Mykhailo Hrushevsky prepared a parliamentary resolution on Ukrainian autonomy, yet he was unable to present the document as the imperial authorities dissolved the First Duma on 8 July 1906, only seventy two days after it was opened. The tsar was angered by the actions of the non-Russian deputies, his manifesto on the dissolution read: "the representatives of the nation, instead of applying themselves to the work of productive legislation, have strayed into spheres beyond their competence and have been making inquiries into the acts of local authorities established by ourselves, and have been making comments on the imperfections of the fundamental laws, which can only be modified by our imperial will". The Ukrainian deputies were again able to attempt to promote Ukrainian autonomy in the brief
Second Duma. However, the
dissolution of the Second Duma was followed by a change in electoral legislation, favouring large landowners and inhibiting and preventing the election of Ukrainophile deputies. Neither in the Third or
Fourth Duma was there a Ukrainian caucus. Hence, in 1908 a Duma majority rejected proposal to introduce the Ukrainian language into the school system and again rejected in 1909 its use in the courts. In February 1914 the government prohibited the celebration in Kyiv of the centenary of Taras Shevchenko's birth.

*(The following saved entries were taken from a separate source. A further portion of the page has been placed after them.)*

PR #1516, opened 2025-03-11
fix: Add custom module maps to `hdrs`

brentleyjones:
We add the custom module map to `hdrs` to insure it's part of the inputs of downstream targets. Without this sandboxed or RBE builds can fail.


luispadron (approved):

cgrindel (commented):
Is there something that we can add to an example to exercise this?

brentleyjones:
Could have something depend on `OCMock` and compile with sandbox enabled.

brentleyjones:
I think this is valuable even without an example.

Union of the Russian People branch of the Union of the Russian People In order to prevent the Polish nobility and small Ukrainian landowners from monopolising the votes to the Duma in the western provinces, Russian nationalists established the
Union of the Russian People in 1905. It was received warmly by Nicholas II in December 1905 and played a key role in mobilising support for the monarchy under the banner of nationalism. According to the Union's statue "the good of the motherland lies in the firm preservation of Orthodoxy, unlimited Russian autocracy, and the national way of life" and "The union makes no distinction between Great Russians,
White Russians and Little Russians". Right Bank Ukraine in particular became the Union's main base of operations, with its largest branch in the Ukrainian region of
Volhynia centred on the Pochaiv Monastery. What accounted for the impressive number of Union members in the western provinces was that, as in
Volhynia, local chapters were led and coordinated by priests who enlisted their parishioners through coercion in the Union. A local police report described it: "The members are local Orthodox parishioners, as well as semiliterate and even illiterate people in the villages, who show no initiative themselves. The heads of the Union's local branches install patriotic feelings in the population by conversing with the peasants and preaching to them in order to strengthen Russia's foundations". The Union was not only able to accrue so many members through the transition of religious loyalty into loyalty for the empire and the coercive adoption of an
all-Russian identity onto the Ukrainian peasantry but was also rooted in the economic demands of the region. In
Volhynia and
Podolia the average landholding was 9 acres whilst in
Southern Ukraine it was 40 acres. The union's propagandists were there to point to the main "culprits" of the peasants troubles: Polish landowners and Jewish middlemen whom they sold their produce to. The locals felt that the Union would promote their economic interests and thus sacrificed their identity.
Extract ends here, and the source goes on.